Usted es una hormiga león, si son las hormigas león las que hacen un embudo en
la arena para que sus víctimas resbalen al fondo. Cuatro palabras y zás, adentro.
Pero vale la pena ser comido por usted.
Como esta carta no es una reseña, no le hablaré en detalle de
todo lo que podría surgir de mis lecturas. Pero hay algo que, por ser tan
infrecuente en nuestra América, me interesa señalarle. Me gusta su brevedad. Quizá
con excepción de “El cuervero”, tan sabroso para un argentino que se queda
maravillado de los giros, de la plástica de ese idioma que hablan las gentes
mexicanas, creo que sus mejores cuentos son precisamente los cortos.
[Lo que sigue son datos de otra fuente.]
Issue #5660, opened 2024-11-25
importing a file and including it as a cli arguments leads to bad error message


expipiplus1:
`nullType.slang`:
```slang
import nullTypeModule;

struct S { }

extension S : I { }
```

`nullTypeModule.slang`:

Me asombra
lo que usted es capaz de conseguir con tan poca materia verbal. “Sinesio de
Rodas”, por ejemplo —que como otras cosas suyas me hace pensar en Borges, y
creo que no es poco decir—, y el conmovedor y hermosísimo “Epitafio”, que me
trajo a mi François Villon de cuerpo presente, enterito, con toda su dolida
humanidad que sigue bailando aquí, cerca de mi casa, en las callejuelas de la
place Maubert, antiguo refugio de truhanes y putas opulentas y sentimentales.
Podría seguir diciéndole tantas cosas, pero no quiero aburrirlo.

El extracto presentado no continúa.